Migrate MongoDB GridFS Data to AWS S3
MongoDB GridFS can be used for storing and retrieving large files such as images, audio files, video files. But it’s advisable to store this binary data outside the database itself, due to performance issues. In this post, we’ll see how we can migrate our existing data in MongoDB GridFS to AWS S3.
Pre-requisite: A working MongoDB setup. Here we are using a local installation of MongoDB, but you can also use the same process for a replica set by just modifying the connection string in the code.
Step 1: Create an S3 bucket named gridfs.
Step 2: Create an IAM role for EC2 with following IAM permissions.
{
"Version": "2012-10-17",
"Statement": [
{
"Sid": "VisualEditor0",
"Effect": "Allow",
"Action": "s3:PutObject",
"Resource": "arn:aws:s3:::gridfs/*"
},
{
"Sid": "VisualEditor1",
"Effect": "Allow",
"Action": "s3:ListBucket",
"Resource": "arn:aws:s3:::gridfs"
}
]
}
Step 3: Attach this role to the EC2 instance where our script will be executed. I am executing the script on the same server where mongo is running, so I’ve attached this role to my mongo instance. If your mongo is not running on AWS, then you can use IAM access keys.
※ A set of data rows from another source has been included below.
PR #4735, opened 2021-03-18
Corrected Speaker and Blinds in dashboard view

ridderr:
This change should correct that always the Speaker On image is displayed in the dashboard. Secondly the controller of Blinds in the dashboard should now work correct.

### DIFF
--- a/www/js/domoticzdevices.js
+++ b/www/js/domoticzdevices.js
@@ -1665,10 +1665,11 @@ Smoke.inheritsFrom(BinarySensor);
 function Sound(item) {
 	if (arguments.length != 0) {
 		this.parent.constructor(item);
+		var onoff = ((item.Status == "On") ? "On" : "Off")
 		if (item.CustomImage != 0) {
-			this.image = "images/" + item.Image + "48_On.png";
+			this.image = "images/" + item.Image + "48_" + onoff + ".png";
 		} else {
-			this.image = "images/Speaker48_On.png";
+			this.image = "images/Speaker48_" + onoff + ".png";
 		}
 		this.LogLink = this.onClick = "window.location.href = '#/Devices/" + this.index + "/Log'";
 	}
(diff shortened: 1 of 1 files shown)


gizmocuz:
Thank you for your PR.
As far as I just tested there is nothing wrong with the speaker icon on the dashboard.
The speaker icon is just a icon for a switch. To test, create a dummy switch, edit the switch, change the icon to a speaker, and add it to the dashboard.
Now when you toggle the switch, the icon should toggle as well.

There is a 'sound' device, which is a sensor that measures the sound level in dB, there is no On/Off state, as it is a sensor and not a switch.

I'm also not sure about the blinds issue you are having. There should be two icons a open and a close. There is no status
So your switch type has to be set to type = blinds or blinds inverted

ridderr:
**+++Speaker**
The change in the speaker is because my speaker is always showing the On pictogram while it’s off. It’s a Harmony device. (See pictures). With the proposed change the right pictogram is shown.
DevicesSpeaker
DashboardSpeaker

**+++Blinds**
The change for the blind is because it doesn’t work in my situation where the Blind is a virtual device which controls via RFXCom a Window dimming foil.
When I click on the Close icon the action is “Schakel Aan” (Switch On). 
Also the Percentage is not working because the code checks on “Blinds Percentage” while the SubType is “Blinds Percentage Inverted” and therefor there will be no match.
DevicesBlinds
DashboadBlinds-2

gizmocuz:
How is the dashboard view of the blind ? You show me the floorplan view
Or is your dashboard the floorplan ?
If you use the normal dashboard, is that correct?

ridderr:
Sorry I mixed dashboard with the floorplan. Problems are on the floorplan, the dashboard is working. 
Also the devices are working correct on the Switches page.

gizmocuz:
Ahh than this indeed fixes things, thanks you for this PR!

PR #4737, opened 2021-03-20
remove excess {} in std::array

neheb:
Adding the initializer explicitly avoids having extra {}. Also adds
compatibility with C++17 CTAD.


gizmocuz:
Thank you for the PR. I don't see any difference, except that there is more code and it's harder to read
I don't see a benefit for this patch....?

Step 4: Let’s put some data first. We’ll push an image to 2 collections names test and test2(in example database). Download the code given at https://raw.githubusercontent.com/vinycoolguy2015/awslambda/master/gridfs_upload.py. I’ve referenced this code from https://hubpages.com/technology/Storing-large-objects-in-MongoDB-using-Python
Next download an image which we’ll upload to GridFS and execute the script. In the code,I’ve used image name as red_fort.jpg and you can change it accordingly. Next change the collection name from test to test2 and again execute the script. This will create following collections in example database.
Step 5: Now copy the script given at https://raw.githubusercontent.com/vinycoolguy2015/awslambda/master/gridfs_to_s3.py which we’ll use to push data to S3. In the script change the value of filepath variable to the path where the data will be downloaded locally. Update the same path on line 36(for aws s3 sync command)
Step 6: Execute the script. Once the script is executed successfully, you’ll see data uploaded in S3.
As you can see, now our data is uploaded to S3 in the folders corresponding to the collection names.